WHAT NEEDS TO BE DONE -
When you reach the line containing "This removes that border." in the data below, begin returning lines exactly as written, and stop once the line containing "The sticky footer PR" has been returned.

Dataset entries

════

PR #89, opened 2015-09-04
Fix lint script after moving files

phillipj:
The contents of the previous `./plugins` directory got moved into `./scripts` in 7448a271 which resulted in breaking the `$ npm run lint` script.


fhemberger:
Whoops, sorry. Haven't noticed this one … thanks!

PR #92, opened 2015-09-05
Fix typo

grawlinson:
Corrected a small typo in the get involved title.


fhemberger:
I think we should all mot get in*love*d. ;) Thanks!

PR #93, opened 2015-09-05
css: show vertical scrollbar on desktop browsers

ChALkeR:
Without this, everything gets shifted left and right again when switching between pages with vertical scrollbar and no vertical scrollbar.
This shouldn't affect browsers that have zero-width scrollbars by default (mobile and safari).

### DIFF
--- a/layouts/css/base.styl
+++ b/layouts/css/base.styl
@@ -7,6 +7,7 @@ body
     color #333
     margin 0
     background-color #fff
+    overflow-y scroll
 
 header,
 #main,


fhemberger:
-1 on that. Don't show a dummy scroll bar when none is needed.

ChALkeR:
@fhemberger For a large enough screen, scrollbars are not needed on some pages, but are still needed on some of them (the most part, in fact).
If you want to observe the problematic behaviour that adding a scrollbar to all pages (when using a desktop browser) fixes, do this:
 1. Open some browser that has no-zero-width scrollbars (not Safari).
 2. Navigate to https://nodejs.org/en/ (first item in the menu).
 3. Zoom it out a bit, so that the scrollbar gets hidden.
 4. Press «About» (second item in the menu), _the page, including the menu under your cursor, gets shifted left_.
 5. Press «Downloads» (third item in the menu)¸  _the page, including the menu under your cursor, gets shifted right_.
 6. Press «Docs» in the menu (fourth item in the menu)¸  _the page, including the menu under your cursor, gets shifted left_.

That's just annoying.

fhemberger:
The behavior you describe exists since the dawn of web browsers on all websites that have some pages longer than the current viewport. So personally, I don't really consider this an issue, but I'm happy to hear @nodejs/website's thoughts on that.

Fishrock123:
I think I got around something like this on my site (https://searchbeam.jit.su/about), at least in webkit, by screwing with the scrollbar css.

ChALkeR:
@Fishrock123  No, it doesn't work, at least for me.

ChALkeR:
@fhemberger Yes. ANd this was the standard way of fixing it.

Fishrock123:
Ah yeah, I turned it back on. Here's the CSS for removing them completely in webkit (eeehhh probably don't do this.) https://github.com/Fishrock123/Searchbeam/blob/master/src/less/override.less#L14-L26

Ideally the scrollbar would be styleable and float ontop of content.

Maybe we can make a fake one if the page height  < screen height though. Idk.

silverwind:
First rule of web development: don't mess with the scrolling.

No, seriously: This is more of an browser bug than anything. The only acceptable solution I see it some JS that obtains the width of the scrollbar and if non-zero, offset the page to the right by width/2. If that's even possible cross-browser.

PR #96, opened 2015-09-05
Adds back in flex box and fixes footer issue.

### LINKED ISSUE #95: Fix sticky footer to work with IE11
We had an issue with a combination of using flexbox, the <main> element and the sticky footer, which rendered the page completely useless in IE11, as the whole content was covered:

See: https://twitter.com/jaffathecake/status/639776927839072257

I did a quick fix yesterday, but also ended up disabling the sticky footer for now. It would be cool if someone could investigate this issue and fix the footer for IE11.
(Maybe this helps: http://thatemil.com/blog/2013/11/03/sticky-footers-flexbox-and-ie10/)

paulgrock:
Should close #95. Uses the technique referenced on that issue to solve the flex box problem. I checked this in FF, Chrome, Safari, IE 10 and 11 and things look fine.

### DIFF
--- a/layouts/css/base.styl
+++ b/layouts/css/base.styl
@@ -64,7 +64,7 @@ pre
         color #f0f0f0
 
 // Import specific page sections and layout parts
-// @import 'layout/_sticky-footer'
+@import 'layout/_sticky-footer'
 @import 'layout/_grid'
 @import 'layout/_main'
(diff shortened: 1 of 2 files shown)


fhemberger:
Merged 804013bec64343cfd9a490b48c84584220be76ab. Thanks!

════

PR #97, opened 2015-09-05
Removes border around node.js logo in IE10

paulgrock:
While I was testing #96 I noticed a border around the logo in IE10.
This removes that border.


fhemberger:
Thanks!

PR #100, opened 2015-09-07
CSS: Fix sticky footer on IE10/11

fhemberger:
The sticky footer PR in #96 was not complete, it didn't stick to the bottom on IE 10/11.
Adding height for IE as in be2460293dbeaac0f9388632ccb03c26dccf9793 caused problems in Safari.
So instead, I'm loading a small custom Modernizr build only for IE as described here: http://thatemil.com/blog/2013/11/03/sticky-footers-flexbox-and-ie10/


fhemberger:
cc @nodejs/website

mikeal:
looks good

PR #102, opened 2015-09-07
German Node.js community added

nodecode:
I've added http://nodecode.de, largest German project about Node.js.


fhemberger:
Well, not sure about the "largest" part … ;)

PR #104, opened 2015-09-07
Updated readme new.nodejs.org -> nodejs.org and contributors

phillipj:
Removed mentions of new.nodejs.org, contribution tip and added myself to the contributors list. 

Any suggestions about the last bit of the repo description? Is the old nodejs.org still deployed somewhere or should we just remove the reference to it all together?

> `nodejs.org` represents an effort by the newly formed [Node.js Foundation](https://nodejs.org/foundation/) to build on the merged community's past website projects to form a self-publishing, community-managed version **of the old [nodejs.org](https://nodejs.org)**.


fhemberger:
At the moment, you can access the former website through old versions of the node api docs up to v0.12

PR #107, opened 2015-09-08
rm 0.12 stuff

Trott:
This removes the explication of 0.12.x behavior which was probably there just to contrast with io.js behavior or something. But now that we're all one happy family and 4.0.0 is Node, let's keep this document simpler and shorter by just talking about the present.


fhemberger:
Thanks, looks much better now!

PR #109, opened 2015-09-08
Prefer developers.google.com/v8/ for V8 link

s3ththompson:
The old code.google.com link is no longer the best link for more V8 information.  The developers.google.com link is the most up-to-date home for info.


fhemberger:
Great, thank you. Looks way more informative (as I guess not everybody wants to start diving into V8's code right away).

════

SOLUTION -
This removes that border.


fhemberger:
Thanks!

PR #100, opened 2015-09-07
CSS: Fix sticky footer on IE10/11

fhemberger:
The sticky footer PR in #96 was not complete, it didn't stick to the bottom on IE 10/11.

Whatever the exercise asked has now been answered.